Now, you can argue the system doesn’t work because the Commission’s ideas are lousy, or undemocratic, or unrealistic. But if so, nobody else’s ideas survive this system intact, either. If Parliament tries to push in a new direction, its own members start carving it up. If a member-state suggests something, other capitals automatically treat it with suspicion. And if an individual academic, executive or investor suggests something, well, forget it if it doesn’t have a built-in collation of supporters across Europe (which is why, by the way, the so-called Joint Technology Initiatives have managed to get off the ground. They are money-sharing clubs.)

So how do you cut through this mess? Here are a few suggestions, some from the conference and some from other sources:

  • Break the Commission apparatus up into a series of smaller, quasi-independent agencies. The same fighting will go on, but in many more, smaller battle-fields – increasing the odds of something surprisingly good emerging.
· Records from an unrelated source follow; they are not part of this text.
PR #4797, opened 2017-10-29
fix(info): Use version from `latest` dist-tag instead of the highest one

neonowy:
**Summary**

Fixes #3947. By default, package `version` was set by sorting all the versions and getting the highest one. Now it's provided via package `latest` dist-tag.

**Test plan**
##### Before:
```bash
yarn info ui-select | grep version: 
  version: '0.20.0',
```
##### After:
```bash
$ yarn info ui-select | grep version:
   version: '0.19.8',
```

I've also added a test case for it in `__tests__/commands/info.js`.
Although, I'm not sure if using a specific package like `ui-select` (from #3947) is a proper way to do it, because it'll break with the new release.

Could we add it to the `__tests__/fixtures/request-cache/`, so the package manifest won't change? Or do you have some other idea how can I write this test better?

PR #4804, opened 2017-10-30
fix(resolution): use registry latest if it satisfies requested semver range

### LINKED ISSUE #3560: Yarn installs wrong version

Report a *bug*

- put `"dependencies": { "css-tree": "^1.0.0-alpha17" }` in package.json
- exec `yarn`

`yarn.lock` is
```
css-tree@^1.0.0-alpha17:
  version "1.0.0-alpha9"
  resolved "https://registry.yarnpkg.com/css-tree/-/css-tree-1.0.0-alpha9.tgz#6ee3e397b569eef32419286c86e3e8b65fcaf3e3"
  dependencies:
    source-map "^0.5.3"
```

With NPM it's ok (NPM installs `1.0.0-alpha17`)

Resolve and install `1.0.0-alpha17` instead of `1.0.0-alpha9`

MacOS 10.12.4
Node: v8.0.0
NPM: 5.0.1
But this case reproduces and on earlier version of node and NPM

rally25rs:
**Summary**

Fixes #3560.
Related PR: #4797.

Mimic behavior in NPM; use the `latest` version in registry if it
satisfies the semver range requests.

Otherwise fallback to `semver.maxSatisfying()`

NPM source that specifies this behavior is: https://github.com/npm/npm/blob/d46015256941ddfff1463338e3e2f8f77624a1ff/lib/utils/pick-manifest-from-registry-metadata.js#L10-L14

I believe this is OK directly in the NPM resolver, as other resolvers may not have a "latest" tag or dist-tags in general (for example, I don't believe git-resolver has this metadata to check).

**Test Plan**

Added unit test to verify behavior.


__tests__/commands/add.js
```diff
@@ -986,3 +986,42 @@ test.concurrent('preserves unaffected bin links after adding to workspace packag
     expect(await fs.exists(`${config.cwd}/packages/workspace-2/node_modules/.bin/workspace-1`)).toEqual(true);
   });
 });
+
+test.concurrent('installs "latest" instead of maxSatisfying if it satisfies requested pattern', (): Promise<void> => {
+  /* eslint-disable */
```
BYK: Can you just disable the relevant warning with `/* eslint-disable rule-name */` instead of a blanket disable statement in case the enable part goes away?

Or ideally, we wouldn't need this at all since you can use https://git.io/ to get short GitHub URLs ;)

  • Fund goals, not research. For instance, pick a goal like curing Alzheimers in our lifetime, and mount a competition to get there among researchers across Europe (and why not the world, too?)

  • Fund projects, not programmes. Pick a half dozen monster projects  -  creating a carbon-neutral city - and push virtually all the money towards them, leaving only a few hundred overseers in Brussels to make sure the project managers do what they’re supposed to do.

  • Move the budget buckets around, so research money is purely competitive and all the juste-retour programmes get managed elsewhere in the Commission – in effect, quarantining efforts to produce excellent research from the mass of political deal-making. (This was tried in FP7, but not enough or with sufficient clarity.)

There are more possibilities for change. But if we cannot accomplish reform now – with a new Commission, a new Parliament, a new EU treaty, and a continuing economic crisis – when can we ever do so?